# Task to carry out
Top to bottom, output the entries that follow exactly.

# Excerpts from a dataset
________________________

PR #3958, opened 2018-07-31
Fix buffer-size with scale-factor

talaj:
One would expect that rendering with `scale-factor` other than 1.0 has no effect on buffered extent of the map. This pull request corrects this behaviour.

For example, when rendering "retina" tile with `scale-factor` 2.0, `Map::width()` is 512 instead of 256, [Map::scale()](https://github.com/mapnik/mapnik/blob/3683c305577760033f902188957154e980c6f362/src/map.cpp#L676-L681) is half the `Map::scale()` with `scale-factor` 1.0. This causes to multiply map extent buffer by factor of 0.5.

### DIFF
--- a/include/mapnik/feature_style_processor_impl.hpp
+++ b/include/mapnik/feature_style_processor_impl.hpp
@@ -260,7 +260,7 @@ void feature_style_processor<Processor>::prepare_layer(layer_rendering_material 
     box2d<double> query_ext = extent; // unbuffered
     box2d<double> buffered_query_ext(query_ext);  // buffered
 
-    double buffer_padding = 2.0 * scale;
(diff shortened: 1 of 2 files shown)


lightmare:
Isn't it strange that this doesn't change any visual test results?

talaj:
No. There are just four visual tests with buffer-size:

```console
$ git grep -l buffer.size
image-filters-galore.xml
image-filters-multi-blur-inflate.xml
image-filters-multi-blur.xml
tiff-non-alpha-mask-band.xml
```

It affected some reference images in the downstream: https://github.com/mapycz/test-data-visual/commit/5fa22fe1abc6e81593a4d37d14e658e8b11f793f

PR #3962, opened 2018-08-01
bootstrap.sh improvements

### LINKED ISSUE #3954: bootstrap.sh `setup_mason` fails
Refs #3743 

https://github.com/mapnik/mapnik/blob/5aebd821f6107cb12d9c8199a9e3734cc07e7872/bootstrap.sh#L17-L23

The else branch is flawed. When `MASON_VERSION` is a commit hash, not a branch, you can't pull from it; the script will abort with an error like `fatal: Couldn't find remote ref e4c1746`.

Why pull anyway? I have a suspicion the pull was added because you used a branch name for `MASON_VERSION`, let `git checkout` create a local branch of that name and later `git checkout` would (correctly) checkout the local without fetching remote updates. But IMO `bootstrap.sh` shouln't mess with local branches at all, i.e. not create the local branch to begin with, and not merge into any local branch later.

```sh
    if [[ ! -d ./.mason ]]; then
        git clone https://github.com/mapbox/mason.git ./.mason
    else
        git -C .mason fetch --all
    fi
    git -C .mason checkout --detach "${MASON_VERSION}"
```

edit: forgot to add that when a branch name is used, it should include the remote name:
```sh
MASON_VERSION="origin/twig"
```

lightmare:
1. `source bootstrap.sh` shouldn't close the terminal when something goes wrong, it's not nice to users. Even [Travis doesn't like that](https://docs.travis-ci.com/user/customizing-the-build/#implementing-complex-build-steps), and he's a machine. So I wrapped the part that needs `set -e` from `install_mason_deps` onwards in a subshell.

2. Environment overrides have different syntax for `./bootstrap.sh` and `./configure`:
    ```sh
    CXX='c++' ./bootstrap.sh
    # versus
    ./configure CXX='c++'
    ```
    Added the ability to accept the second form, so now you can write:
    ```sh
    ./bootstrap.sh CXX='ccache c++'
    ```

3. prepend `.mason` to `PATH` only if it's not already there

4. change the way `.mason` is checked out
    - only fetch from remote(s) if the revision is unknown
    - checkout detached HEAD, don't create local branches

    Closes #3954

### DIFF
--- a/bootstrap.sh
+++ b/bootstrap.sh
@@ -1,8 +1,5 @@
 #!/usr/bin/env bash
 
-set -eu
-set -o pipefail
-
 : '
 
 todo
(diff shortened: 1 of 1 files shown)


talaj:
Very nice.

talaj:
Thanks a lot, these issues were annoying.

________________________

# Response to the task
PR #3958, opened 2018-07-31
Fix buffer-size with scale-factor

talaj:
One would expect that rendering with `scale-factor` other than 1.0 has no effect on buffered extent of the map. This pull request corrects this behaviour.

For example, when rendering "retina" tile with `scale-factor` 2.0, `Map::width()` is 512 instead of 256, [Map::scale()](https://github.com/mapnik/mapnik/blob/3683c305577760033f902188957154e980c6f362/src/map.cpp#L676-L681) is half the `Map::scale()` with `scale-factor` 1.0. This causes to multiply map extent buffer by factor of 0.5.

### DIFF
--- a/include/mapnik/feature_style_processor_impl.hpp
+++ b/include/mapnik/feature_style_processor_impl.hpp
@@ -260,7 +260,7 @@ void feature_style_processor<Processor>::prepare_layer(layer_rendering_material 
     box2d<double> query_ext = extent; // unbuffered
     box2d<double> buffered_query_ext(query_ext);  // buffered
 
-    double buffer_padding = 2.0 * scale;
(diff shortened: 1 of 2 files shown)


lightmare:
Isn't it strange that this doesn't change any visual test results?

talaj:
No. There are just four visual tests with buffer-size:

```console
$ git grep -l buffer.size
image-filters-galore.xml
image-filters-multi-blur-inflate.xml
image-filters-multi-blur.xml
tiff-non-alpha-mask-band.xml
```

It affected some reference images in the downstream: https://github.com/mapycz/test-data-visual/commit/5fa22fe1abc6e81593a4d37d14e658e8b11f793f

PR #3962, opened 2018-08-01
bootstrap.sh improvements

### LINKED ISSUE #3954: bootstrap.sh `setup_mason` fails
Refs #3743 

https://github.com/mapnik/mapnik/blob/5aebd821f6107cb12d9c8199a9e3734cc07e7872/bootstrap.sh#L17-L23

The else branch is flawed. When `MASON_VERSION` is a commit hash, not a branch, you can't pull from it; the script will abort with an error like `fatal: Couldn't find remote ref e4c1746`.

Why pull anyway? I have a suspicion the pull was added because you used a branch name for `MASON_VERSION`, let `git checkout` create a local branch of that name and later `git checkout` would (correctly) checkout the local without fetching remote updates. But IMO `bootstrap.sh` shouln't mess with local branches at all, i.e. not create the local branch to begin with, and not merge into any local branch later.

```sh
    if [[ ! -d ./.mason ]]; then
        git clone https://github.com/mapbox/mason.git ./.mason
    else
        git -C .mason fetch --all
    fi
    git -C .mason checkout --detach "${MASON_VERSION}"
```

edit: forgot to add that when a branch name is used, it should include the remote name:
```sh
MASON_VERSION="origin/twig"
```

lightmare:
1. `source bootstrap.sh` shouldn't close the terminal when something goes wrong, it's not nice to users. Even [Travis doesn't like that](https://docs.travis-ci.com/user/customizing-the-build/#implementing-complex-build-steps), and he's a machine. So I wrapped the part that needs `set -e` from `install_mason_deps` onwards in a subshell.

2. Environment overrides have different syntax for `./bootstrap.sh` and `./configure`:
    ```sh
    CXX='c++' ./bootstrap.sh
    # versus
    ./configure CXX='c++'
    ```
    Added the ability to accept the second form, so now you can write:
    ```sh
    ./bootstrap.sh CXX='ccache c++'
    ```

3. prepend `.mason` to `PATH` only if it's not already there

4. change the way `.mason` is checked out
    - only fetch from remote(s) if the revision is unknown
    - checkout detached HEAD, don't create local branches

    Closes #3954

### DIFF
--- a/bootstrap.sh
+++ b/bootstrap.sh
@@ -1,8 +1,5 @@
 #!/usr/bin/env bash
 
-set -eu
-set -o pipefail
-
 : '
 
 todo
(diff shortened: 1 of 1 files shown)


talaj:
Very nice.

talaj:
Thanks a lot, these issues were annoying.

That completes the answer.